Given this, I am not sure there really is a context for graphical models separate from the context of “variables and their relationships”. What you are saying above is that we seem to need “something extra” to be able to tell the direction of causality in a two variable system. (For example, in an additive noise model you can do this:
http://machinelearning.wustl.edu/mlpapers/paper_files/ShimizuHHK06.pdf)
I think the “no causes in—no causes out” principle is more general than that though. For example if we had a three variable case, with variables A, B, C where:
A is marginally independent of B, but no other independences hold, than the only faithful graphical explanation for this model is:
A → C ← B
It seems that, unlike the previous case, here there is no causal ambiguity—A points to C, and B points to C. However, since the only information you inserted into the procedure which gave you this graph is the information about conditional independences, all you are getting out is a graphical description of a conditional independence model (that is a Bayesian network, or a statistical DAG model). In particular, the absence of arrows aren’t telling you about absent causal relationships (that is whether A would change if I intervene on C), but absent statistical relationships (that is, whether A is independent of B). The statistical interpretation of the above graph is that it corresponds to a set of densities:
{ p(A,B,C) | A is independent of B }
The same graph can also correspond to a causal model, where we are explicitly talking about interventions, that is:
{ p(A,B,C,C(a,b),B(a)) | C(a,b) is independent of B(a) is independent of A, p(B(a)) = p(B) }
where C(a,b) is just stats notation for do(.), that is p(C(a,b)) = p(C | do(a,b)).
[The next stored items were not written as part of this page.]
PR #960, opened 2018-09-04
Fix import percent reads mapped

### LINKED ISSUE #959: import_percent_reads_mapped fails when SNVs are skipped
In the metagenomics workflow, when SNVs are not profiled, then the step to import the percent reads mapped fails.

ShaiberAlon:
Closes #959.
Thank you @FlorianTrigodet for bringing this problem to my notice. Now it should be fixed.

### DIFF
--- a/anvio/workflows/metagenomics/Snakefile
+++ b/anvio/workflows/metagenomics/Snakefile
@@ -1027,13 +1027,13 @@ rule import_percent_of_reads_mapped:
                     anvi-import-misc-data {output.total_num_reads_txt} \
                                           -p {input.profile} \
                                           -t layers \
-                                          --just-do-it
+                                          --just-do-it >> {log} 2>&1
 
                     # get the layers additional data table, which has two columns
                     # now.
                     anvi-export-misc-data -p {input.profile} \
                                           -t layers \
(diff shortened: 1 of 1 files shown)


anvio/workflows/metagenomics/Snakefile
```diff
@@ -1029,27 +1029,35 @@ rule import_percent_of_reads_mapped:
...
-                             {{print $0 "\tpercent_mapped"}} \
-                          else \
-                              {{print $0 "\t" ($2 * 100 / $4)}}}}' \
-                        {output.layers_additional_data} > {output.layers_additional_data_updated}
+                                          -o {output.layers_additional_data} >> {log} 2>&1
+                  """)
+
+            additional_data = pd.read_csv(output.layers_additional_data, sep='\t', index_col=None)
+            if 'total_reads_mapped' not in additional_data.columns:
+                raise ConfigError('The layers additional data for %s doesn\'t contain a column
```
meren: ignorant question, is this really going to work without the new-line escapes (`/`)?

ShaiberAlon: I don't think it would :-) luckily if someone got there, they deserve an error (just not the error that they will get)

PR #965, opened 2018-09-07
modifying anvi-script-genbank-to-external-gene-calls

AstrobioMike:
not writing out genes to functions table (for importing functions) if no annotation for the gene call, rather than including them with just "hypothetical protein" listed


meren:
Thank you mister!

PR #977, opened 2018-09-14
Homogeneity Index

mahmoudyousef98:
- Implemented an algorithm for calculating gene cluster homogeneity index, used by default in pangenomics (anvi-pan-genome)
- Created a script anvi-compute-gene-cluster-homogeneity that will compute and return the homogeneity indices of one or more gene clusters of a pangenome
- Compatible with multiprocessing/threading


meren:
Hey @mahmoudyousef98, thank you very much for this PR. I made a bunch of changes, and it would be great if you can take a look at the commits log and changes to see what I've done. Using 'tig' from your command line could help you go through these changes rather quickly by giving you an interface like this:

image

I will open an issue to suggest two potential next steps :)

mahmoudyousef98:
All looks good! Especially liked what you did with rewriting to existing databases. Thank you!

Issue #979, opened 2018-09-15
Better utilizing and disseminating gene cluster homogeneity indices for pangenomics


meren:
Thanks to @mahmoudyousef98's excellent addition to the codebase (see  #977), the anvi'o pangenomic workflow has two new indices to investigate within gene cluster homogeneity. 

There are at least two necessary steps going forward to make this powerful addition available for filtering gene clusters, and including some information about it in our documentation.

## Documentation

We need to update our tutorial here:

http://merenlab.org/2016/11/08/pangenomics-v2/

Perhaps we can add a new section dedicated to homogeneity indices right after this one:

http://merenlab.org/2016/11/08/pangenomics-v2/#inspecting-gene-clusters

It will help others to better understand what those new layers are.

## Implementing new filters

We currently allow users to filter their gene clusters based on various metrics. This is done through a function that is used both by the program `anvi-get-sequences-for-gene-clusters` (see the "ADVANCED FILTERS" section in the help menu), and through the user interface:

![image](https://user-images.githubusercontent.com/197307/45590969-d2aa7c80-b90a-11e8-98f9-681a685d4051.png)

If a pangenome includes functional or geometric homogeneity indices in additional misc data tables, then we could also make available these filters both through the interface and the command line program. This way a query like this could be possible: "_Give me all gene clusters that occurs in all genomes with a geometric homogeneity >= 1.0, and functional homogeneity of <1.0_". This way a user can get all non-identical core gene clusters at once.

What do you think @mahmoudyousef98?

mahmoudyousef98:
Sounds good with me! I'll start working on it

meren:
Self note: pangenomes without homogeneity indices break `anvi-display-pan` and we need to address this before the minor release.

meren:
The documentation is updated, and the reminder above is fixed with #991 and following commits.

PR #981, opened 2018-09-17
Filtering Gene Clusters by Homogeneity

mahmoudyousef98:
Per issue #979:

- Added ability to filter by minimum and maximum functional and geometric homogeneity indices
- Update pangenome interface to allow for filtering by homogeneity
- Added argument parameters to _anvi-ger-sequences-for-gene-clusters_ which have also been added to the list of global parameters

I had to change the type of the filters parameters input from the interactive end to type _float_ because the homogeneity indices are between 0 and 1 rather than 0 and 100. I retained the type checker in the dbops function _filter_gene_clusters_from_gene_clusters_dict_ so that the previously defined filters are not affected in any way


meren:
Thanks!

meren:
(although we need to find a way to make sure pangenomes without homogeneity indices do not break).

Issue #945, opened 2018-08-26
anvi-import-collection error (entries are not unique in some tables)


nick-youngblut:
I'm running anvio version:

```
Anvi'o version ...............................: margaret (vunknown)
Profile DB version ...........................: 29
Contigs DB version ...........................: 12
Pan DB version ...............................: 12
Genome data storage version ..................: 6
Auxiliary data storage version ...............: 2
Structure DB version .........................: 1
(/ebio/abt3_projects/software/dev/llmga/.snakemake/conda/3b8a2f3c)
```

...and I'm getting the following error when running `anvi-import-collection` on a set of bins generated with `maxbin2`:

This is a different object from before, and the interpretation of arrows is different. That is, the absence of an arrow from A to B means that intervening on A does not affect B, etc. This causal model also induces an independence model on the same graph, where the interpretation of arrows changes back to the statistical interpretation. However, we could imagine a very different causal model on three variables, that will also induce the same independence model where A is marginally independent of B. For example, maybe the set of all densities where the real direction of causality is A → C → B, but somehow the probabilities involved happened to line up in such a way that A is marginally independent of B. In other words, the mapping from causal to statistical models is many to one.
Given this view, it seems pretty clear that going from independences to causal models (even via a very complicated procedure) involves making some sort of assumption that makes the mapping one to one. Maybe the prior in Solomonoff induction gives this to you, but my intuitions about what non-computable procedures will do are fairly poor.
It sort of seems like Solomonoff induction operates at a (very low) level of abstraction where interventionist causality isn’t really necessary (because we just figure out what the observable environment as a whole—including action-capable agents, etc. -- will do), and thus isn’t explicitly represented. This is similar to how Blockhead (http://en.wikipedia.org/wiki/Blockhead_(computer_system%29) does not need an explicit internal model of the other participant in the conversation.
I think Solomonoff induction is sort of a boring subject, if one is interested in induction, in the same sense that Blockhead is boring if one is interested in passing the Turing test, and particle physics is boring if one is interested in biology.